__WHAT IS EXPECTED__: One line at a time, check the entries below for the word "concern", and copy each line that has it.
DATA EXTRACT START
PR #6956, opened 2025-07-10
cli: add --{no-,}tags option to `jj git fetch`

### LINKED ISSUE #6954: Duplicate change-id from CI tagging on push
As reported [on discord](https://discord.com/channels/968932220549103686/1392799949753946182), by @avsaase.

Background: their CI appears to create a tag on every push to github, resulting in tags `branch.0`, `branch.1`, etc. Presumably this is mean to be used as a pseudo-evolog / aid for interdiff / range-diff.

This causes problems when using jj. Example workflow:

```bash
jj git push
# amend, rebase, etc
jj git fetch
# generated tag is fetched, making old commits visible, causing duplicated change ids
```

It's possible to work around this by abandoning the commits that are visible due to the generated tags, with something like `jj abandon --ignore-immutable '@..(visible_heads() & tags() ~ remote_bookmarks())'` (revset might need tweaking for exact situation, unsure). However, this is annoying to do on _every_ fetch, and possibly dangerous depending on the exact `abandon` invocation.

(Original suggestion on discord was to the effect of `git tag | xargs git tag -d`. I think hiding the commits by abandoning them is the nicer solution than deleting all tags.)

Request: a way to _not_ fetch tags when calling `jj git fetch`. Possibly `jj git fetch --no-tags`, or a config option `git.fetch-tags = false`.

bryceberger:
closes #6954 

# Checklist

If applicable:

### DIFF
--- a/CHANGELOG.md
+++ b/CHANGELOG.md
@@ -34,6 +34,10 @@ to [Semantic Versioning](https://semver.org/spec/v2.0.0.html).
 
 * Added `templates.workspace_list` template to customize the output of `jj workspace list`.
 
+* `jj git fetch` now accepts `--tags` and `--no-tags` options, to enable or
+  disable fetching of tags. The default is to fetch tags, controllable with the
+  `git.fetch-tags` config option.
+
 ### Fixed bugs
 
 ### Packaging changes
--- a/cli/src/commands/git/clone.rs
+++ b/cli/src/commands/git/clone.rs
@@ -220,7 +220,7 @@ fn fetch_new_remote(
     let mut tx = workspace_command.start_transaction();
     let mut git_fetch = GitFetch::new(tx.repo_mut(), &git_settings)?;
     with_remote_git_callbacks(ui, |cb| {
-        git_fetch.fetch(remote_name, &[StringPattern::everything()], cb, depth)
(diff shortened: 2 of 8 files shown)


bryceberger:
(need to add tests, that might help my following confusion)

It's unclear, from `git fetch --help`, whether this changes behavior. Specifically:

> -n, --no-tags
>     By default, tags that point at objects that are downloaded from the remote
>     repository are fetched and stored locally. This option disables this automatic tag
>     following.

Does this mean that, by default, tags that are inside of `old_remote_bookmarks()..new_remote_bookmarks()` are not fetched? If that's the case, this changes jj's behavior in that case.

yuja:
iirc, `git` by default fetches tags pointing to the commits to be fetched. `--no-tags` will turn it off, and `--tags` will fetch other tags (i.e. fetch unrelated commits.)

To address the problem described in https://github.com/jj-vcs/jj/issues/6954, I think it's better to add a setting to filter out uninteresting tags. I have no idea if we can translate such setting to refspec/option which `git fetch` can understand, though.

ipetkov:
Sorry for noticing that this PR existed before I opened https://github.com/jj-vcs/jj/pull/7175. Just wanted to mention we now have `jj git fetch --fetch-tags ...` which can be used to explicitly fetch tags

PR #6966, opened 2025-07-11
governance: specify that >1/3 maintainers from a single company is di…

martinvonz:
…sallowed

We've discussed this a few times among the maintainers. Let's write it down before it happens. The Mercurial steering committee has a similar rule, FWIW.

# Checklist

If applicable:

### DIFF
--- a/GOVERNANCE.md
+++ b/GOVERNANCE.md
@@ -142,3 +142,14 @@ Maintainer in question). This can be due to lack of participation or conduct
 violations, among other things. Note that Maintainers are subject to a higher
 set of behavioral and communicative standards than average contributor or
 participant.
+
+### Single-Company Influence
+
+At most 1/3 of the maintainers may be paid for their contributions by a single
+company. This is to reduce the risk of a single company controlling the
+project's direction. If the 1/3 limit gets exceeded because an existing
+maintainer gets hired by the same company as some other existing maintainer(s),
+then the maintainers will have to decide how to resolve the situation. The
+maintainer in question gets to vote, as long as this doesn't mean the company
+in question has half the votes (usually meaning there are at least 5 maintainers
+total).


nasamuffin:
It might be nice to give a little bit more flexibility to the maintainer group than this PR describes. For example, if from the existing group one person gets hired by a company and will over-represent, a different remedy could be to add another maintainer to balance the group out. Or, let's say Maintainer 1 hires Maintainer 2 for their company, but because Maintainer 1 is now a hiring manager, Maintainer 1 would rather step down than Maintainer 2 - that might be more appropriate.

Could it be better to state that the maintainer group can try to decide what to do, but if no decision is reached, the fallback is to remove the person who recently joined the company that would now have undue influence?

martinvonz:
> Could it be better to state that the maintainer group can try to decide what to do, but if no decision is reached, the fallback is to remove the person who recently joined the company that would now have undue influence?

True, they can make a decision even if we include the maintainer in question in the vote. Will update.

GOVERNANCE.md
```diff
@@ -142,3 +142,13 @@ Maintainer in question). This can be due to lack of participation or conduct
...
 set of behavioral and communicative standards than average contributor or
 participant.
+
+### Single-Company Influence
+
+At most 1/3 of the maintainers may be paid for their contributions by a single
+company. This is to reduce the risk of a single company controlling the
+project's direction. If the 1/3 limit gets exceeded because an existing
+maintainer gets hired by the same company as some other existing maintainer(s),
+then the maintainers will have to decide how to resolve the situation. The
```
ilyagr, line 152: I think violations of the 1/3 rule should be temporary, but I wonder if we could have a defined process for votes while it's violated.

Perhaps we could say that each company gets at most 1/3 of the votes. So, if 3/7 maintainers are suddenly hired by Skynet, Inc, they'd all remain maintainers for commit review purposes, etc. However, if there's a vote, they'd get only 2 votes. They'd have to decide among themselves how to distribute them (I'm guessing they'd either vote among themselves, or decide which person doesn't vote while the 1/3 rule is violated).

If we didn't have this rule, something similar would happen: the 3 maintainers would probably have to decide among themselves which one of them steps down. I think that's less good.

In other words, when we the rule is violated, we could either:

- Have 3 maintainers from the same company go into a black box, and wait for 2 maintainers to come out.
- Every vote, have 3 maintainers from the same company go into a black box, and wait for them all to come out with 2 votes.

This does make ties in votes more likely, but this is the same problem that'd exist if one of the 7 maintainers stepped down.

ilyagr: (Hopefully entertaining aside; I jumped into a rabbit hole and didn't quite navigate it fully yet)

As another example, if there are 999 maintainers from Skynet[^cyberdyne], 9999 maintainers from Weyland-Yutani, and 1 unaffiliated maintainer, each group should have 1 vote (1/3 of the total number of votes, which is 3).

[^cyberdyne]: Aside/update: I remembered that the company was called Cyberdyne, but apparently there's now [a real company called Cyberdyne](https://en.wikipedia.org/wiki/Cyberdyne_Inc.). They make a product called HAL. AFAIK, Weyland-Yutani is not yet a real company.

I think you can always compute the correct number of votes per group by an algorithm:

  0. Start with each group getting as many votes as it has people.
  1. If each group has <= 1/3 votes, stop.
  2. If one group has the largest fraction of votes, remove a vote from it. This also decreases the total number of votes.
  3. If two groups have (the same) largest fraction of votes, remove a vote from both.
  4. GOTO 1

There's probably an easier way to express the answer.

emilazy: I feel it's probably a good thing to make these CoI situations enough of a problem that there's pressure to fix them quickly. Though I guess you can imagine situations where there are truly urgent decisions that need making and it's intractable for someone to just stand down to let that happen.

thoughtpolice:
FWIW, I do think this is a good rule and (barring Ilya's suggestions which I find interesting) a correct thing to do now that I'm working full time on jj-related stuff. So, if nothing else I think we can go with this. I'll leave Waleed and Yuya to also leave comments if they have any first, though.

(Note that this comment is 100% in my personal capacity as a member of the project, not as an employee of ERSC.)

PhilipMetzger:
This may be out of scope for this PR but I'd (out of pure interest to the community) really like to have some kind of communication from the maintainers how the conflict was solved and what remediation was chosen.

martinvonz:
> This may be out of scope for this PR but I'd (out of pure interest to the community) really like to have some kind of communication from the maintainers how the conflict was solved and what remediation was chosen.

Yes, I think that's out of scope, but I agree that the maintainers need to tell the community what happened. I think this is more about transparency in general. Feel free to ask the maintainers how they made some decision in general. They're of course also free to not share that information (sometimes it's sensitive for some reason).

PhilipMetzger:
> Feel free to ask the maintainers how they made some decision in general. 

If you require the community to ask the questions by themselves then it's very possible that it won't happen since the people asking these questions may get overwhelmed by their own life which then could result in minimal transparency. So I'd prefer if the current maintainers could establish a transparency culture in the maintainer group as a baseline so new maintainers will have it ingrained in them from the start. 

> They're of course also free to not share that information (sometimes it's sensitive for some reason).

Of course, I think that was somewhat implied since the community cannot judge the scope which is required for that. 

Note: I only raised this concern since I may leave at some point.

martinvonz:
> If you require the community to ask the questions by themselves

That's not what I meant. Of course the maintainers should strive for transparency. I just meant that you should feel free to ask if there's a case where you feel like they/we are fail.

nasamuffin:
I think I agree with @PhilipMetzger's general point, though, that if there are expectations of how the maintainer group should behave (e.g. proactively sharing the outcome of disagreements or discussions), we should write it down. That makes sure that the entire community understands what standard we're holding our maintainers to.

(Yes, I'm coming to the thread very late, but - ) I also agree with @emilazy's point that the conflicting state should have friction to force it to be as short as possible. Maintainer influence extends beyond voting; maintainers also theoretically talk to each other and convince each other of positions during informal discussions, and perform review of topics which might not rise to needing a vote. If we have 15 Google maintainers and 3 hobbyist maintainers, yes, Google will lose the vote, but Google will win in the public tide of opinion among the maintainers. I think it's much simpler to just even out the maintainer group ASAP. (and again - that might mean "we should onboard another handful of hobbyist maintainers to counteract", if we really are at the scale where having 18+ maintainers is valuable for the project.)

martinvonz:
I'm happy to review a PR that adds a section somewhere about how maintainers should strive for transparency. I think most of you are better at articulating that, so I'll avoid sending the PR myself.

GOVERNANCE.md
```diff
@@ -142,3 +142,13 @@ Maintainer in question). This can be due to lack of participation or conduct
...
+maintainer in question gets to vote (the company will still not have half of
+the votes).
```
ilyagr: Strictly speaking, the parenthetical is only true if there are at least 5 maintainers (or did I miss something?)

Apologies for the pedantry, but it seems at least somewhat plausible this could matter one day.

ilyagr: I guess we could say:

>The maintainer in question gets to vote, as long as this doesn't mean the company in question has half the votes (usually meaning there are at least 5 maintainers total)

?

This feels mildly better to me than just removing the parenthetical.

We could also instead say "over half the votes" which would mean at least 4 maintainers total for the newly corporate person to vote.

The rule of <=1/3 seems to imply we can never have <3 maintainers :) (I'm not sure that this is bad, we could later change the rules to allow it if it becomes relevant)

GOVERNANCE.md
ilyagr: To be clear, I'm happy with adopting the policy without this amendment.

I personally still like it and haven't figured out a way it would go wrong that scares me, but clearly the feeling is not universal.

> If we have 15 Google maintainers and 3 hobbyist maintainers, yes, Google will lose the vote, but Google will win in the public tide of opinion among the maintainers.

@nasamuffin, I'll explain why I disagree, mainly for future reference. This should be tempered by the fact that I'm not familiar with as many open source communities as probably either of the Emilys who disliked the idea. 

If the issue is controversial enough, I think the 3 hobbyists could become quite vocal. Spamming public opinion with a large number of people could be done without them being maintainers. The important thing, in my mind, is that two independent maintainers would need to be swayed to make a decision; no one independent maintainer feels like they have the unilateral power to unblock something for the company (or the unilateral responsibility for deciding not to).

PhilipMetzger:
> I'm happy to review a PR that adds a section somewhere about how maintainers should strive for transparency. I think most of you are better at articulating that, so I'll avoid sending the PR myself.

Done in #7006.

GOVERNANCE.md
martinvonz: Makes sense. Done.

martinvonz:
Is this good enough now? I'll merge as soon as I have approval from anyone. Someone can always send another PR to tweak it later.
DATA EXTRACT END
DATA EXTRACT START
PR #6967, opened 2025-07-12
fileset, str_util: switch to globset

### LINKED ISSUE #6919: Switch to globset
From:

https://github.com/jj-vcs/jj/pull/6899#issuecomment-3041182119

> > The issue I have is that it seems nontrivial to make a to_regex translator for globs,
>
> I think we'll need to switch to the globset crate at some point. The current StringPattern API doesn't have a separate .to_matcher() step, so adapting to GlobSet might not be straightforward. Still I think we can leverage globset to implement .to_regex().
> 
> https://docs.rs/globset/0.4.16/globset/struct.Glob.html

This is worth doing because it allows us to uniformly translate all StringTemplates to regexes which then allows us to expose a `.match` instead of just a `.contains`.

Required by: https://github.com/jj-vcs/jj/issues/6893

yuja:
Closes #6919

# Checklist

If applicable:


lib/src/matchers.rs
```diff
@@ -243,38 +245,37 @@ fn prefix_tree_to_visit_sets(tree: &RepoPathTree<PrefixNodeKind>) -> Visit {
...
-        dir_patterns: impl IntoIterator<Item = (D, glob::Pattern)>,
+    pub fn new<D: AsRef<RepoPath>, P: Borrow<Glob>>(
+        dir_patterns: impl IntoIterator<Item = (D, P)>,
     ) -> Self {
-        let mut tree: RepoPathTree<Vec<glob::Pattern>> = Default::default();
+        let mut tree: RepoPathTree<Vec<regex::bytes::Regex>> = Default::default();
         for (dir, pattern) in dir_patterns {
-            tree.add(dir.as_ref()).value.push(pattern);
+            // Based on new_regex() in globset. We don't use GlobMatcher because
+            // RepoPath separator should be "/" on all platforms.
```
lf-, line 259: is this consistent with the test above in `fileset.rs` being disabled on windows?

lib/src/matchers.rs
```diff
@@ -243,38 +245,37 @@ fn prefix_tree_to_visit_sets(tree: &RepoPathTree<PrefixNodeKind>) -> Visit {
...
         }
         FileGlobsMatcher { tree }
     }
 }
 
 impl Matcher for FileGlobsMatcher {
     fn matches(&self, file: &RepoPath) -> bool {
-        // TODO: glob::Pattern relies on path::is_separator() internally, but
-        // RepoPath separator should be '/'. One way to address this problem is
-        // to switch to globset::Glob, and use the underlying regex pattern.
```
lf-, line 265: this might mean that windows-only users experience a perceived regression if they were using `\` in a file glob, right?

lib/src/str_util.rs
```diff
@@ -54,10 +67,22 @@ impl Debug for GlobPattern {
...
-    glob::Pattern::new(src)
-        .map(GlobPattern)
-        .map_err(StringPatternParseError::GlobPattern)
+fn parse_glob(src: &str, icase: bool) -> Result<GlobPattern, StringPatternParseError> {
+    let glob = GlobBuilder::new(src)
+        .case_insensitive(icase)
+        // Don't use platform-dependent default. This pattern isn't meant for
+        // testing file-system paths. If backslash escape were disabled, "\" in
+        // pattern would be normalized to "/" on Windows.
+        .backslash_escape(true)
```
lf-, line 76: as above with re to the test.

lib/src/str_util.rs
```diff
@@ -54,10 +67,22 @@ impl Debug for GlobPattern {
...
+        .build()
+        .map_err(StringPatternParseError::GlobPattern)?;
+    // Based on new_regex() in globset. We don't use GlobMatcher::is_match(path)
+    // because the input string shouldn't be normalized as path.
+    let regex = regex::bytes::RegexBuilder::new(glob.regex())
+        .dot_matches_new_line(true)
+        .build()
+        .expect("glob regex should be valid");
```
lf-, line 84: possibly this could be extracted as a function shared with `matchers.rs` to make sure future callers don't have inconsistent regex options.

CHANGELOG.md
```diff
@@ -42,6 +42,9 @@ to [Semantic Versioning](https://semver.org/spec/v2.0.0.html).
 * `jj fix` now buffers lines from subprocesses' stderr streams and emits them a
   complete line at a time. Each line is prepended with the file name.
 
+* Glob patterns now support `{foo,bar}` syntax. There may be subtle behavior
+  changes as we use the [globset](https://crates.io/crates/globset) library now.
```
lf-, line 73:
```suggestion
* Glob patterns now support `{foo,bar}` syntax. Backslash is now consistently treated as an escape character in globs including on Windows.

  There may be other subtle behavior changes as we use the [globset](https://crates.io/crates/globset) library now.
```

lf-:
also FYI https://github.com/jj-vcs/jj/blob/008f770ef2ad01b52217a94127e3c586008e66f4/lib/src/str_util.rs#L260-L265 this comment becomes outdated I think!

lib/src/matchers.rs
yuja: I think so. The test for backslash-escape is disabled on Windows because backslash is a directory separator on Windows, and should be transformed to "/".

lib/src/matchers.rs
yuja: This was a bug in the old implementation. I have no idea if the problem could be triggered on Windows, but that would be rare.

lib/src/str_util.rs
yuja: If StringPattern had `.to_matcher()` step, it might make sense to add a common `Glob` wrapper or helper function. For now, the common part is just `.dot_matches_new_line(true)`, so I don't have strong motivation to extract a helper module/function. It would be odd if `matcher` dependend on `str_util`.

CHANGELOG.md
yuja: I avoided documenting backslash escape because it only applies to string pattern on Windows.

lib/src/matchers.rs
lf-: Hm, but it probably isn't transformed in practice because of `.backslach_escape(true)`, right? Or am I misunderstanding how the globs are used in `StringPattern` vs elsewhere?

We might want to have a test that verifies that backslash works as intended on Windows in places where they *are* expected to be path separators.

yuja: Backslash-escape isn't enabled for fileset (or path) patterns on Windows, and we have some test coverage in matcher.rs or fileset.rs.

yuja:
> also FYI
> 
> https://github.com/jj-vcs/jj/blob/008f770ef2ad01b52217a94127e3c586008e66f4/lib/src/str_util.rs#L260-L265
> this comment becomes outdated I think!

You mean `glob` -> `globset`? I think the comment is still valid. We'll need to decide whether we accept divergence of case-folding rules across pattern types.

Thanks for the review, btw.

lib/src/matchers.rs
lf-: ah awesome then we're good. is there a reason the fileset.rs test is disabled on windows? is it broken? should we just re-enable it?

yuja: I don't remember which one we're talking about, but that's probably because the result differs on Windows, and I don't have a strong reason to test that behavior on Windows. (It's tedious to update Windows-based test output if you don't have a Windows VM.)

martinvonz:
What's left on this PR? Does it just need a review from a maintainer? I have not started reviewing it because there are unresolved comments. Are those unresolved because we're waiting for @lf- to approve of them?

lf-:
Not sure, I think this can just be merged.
DATA EXTRACT END
DATA EXTRACT START
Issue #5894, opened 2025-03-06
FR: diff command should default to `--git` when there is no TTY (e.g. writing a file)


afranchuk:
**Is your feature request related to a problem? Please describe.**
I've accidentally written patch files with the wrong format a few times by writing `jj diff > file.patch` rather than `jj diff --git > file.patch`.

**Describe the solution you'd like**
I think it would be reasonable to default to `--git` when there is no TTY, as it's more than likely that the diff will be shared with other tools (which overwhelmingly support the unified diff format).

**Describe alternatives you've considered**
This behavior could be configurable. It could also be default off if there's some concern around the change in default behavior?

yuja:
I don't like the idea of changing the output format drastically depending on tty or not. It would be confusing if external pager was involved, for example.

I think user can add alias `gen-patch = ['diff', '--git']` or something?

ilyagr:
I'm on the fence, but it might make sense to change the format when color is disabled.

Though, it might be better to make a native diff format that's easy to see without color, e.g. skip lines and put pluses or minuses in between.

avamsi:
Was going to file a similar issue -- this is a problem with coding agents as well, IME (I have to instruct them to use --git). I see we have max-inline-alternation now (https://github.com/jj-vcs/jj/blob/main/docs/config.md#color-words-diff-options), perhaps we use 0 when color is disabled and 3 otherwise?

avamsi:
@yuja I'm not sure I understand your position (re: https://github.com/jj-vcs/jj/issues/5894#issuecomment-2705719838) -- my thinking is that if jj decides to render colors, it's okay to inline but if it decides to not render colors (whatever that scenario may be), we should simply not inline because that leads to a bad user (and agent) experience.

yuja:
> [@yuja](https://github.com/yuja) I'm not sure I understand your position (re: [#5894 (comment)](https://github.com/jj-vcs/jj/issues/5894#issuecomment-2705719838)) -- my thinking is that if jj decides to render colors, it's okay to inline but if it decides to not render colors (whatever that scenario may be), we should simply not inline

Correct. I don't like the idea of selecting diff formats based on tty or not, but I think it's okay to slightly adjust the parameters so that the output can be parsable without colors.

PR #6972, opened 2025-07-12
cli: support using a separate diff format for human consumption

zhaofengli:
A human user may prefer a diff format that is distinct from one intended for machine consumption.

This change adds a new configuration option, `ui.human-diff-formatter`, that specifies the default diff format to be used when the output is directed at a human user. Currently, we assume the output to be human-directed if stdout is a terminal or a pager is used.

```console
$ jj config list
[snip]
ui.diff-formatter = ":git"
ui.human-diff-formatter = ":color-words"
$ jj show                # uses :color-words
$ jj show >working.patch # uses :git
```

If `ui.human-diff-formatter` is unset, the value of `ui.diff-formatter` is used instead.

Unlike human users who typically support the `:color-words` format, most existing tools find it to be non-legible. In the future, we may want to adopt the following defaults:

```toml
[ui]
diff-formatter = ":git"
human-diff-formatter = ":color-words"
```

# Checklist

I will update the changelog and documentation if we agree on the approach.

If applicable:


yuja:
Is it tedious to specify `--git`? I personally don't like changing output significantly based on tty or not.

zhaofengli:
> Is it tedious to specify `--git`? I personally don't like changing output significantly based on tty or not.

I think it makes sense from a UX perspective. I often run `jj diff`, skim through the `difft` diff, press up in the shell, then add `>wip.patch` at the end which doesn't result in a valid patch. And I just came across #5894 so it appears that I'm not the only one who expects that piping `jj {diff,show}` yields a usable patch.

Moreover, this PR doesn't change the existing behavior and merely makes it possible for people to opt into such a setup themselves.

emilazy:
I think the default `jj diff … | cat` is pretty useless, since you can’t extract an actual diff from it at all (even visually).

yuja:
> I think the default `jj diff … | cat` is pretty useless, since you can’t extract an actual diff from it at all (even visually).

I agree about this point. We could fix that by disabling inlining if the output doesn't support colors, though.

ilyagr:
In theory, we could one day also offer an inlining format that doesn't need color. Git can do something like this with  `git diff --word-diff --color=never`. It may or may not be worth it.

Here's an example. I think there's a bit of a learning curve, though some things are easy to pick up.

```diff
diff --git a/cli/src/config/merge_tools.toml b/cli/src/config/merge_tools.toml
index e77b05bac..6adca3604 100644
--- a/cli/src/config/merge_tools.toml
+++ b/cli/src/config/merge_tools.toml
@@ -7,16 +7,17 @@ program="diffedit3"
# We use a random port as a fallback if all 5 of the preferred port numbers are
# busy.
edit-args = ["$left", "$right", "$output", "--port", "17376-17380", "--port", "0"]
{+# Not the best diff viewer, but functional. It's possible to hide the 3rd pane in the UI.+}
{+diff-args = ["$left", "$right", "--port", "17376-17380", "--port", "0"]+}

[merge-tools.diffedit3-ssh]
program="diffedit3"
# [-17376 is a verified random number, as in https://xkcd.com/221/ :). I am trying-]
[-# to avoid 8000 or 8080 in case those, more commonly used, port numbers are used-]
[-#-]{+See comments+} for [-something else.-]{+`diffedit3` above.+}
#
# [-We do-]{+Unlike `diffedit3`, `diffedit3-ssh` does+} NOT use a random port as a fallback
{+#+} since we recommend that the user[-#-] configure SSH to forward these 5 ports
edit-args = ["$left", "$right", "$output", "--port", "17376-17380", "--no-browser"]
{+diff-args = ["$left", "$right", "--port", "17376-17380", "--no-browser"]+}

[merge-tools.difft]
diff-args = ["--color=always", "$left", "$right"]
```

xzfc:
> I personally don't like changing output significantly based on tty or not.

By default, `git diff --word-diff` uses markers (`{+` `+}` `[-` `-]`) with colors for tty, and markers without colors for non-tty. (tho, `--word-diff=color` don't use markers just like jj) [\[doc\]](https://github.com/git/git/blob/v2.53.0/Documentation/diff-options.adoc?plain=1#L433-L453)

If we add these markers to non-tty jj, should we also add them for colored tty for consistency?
DATA EXTRACT END
__OUTPUT FOR THIS TASK__:
Note: I only raised this concern since I may leave at some point.
This behavior could be configurable. It could also be default off if there's some concern around the change in default behavior?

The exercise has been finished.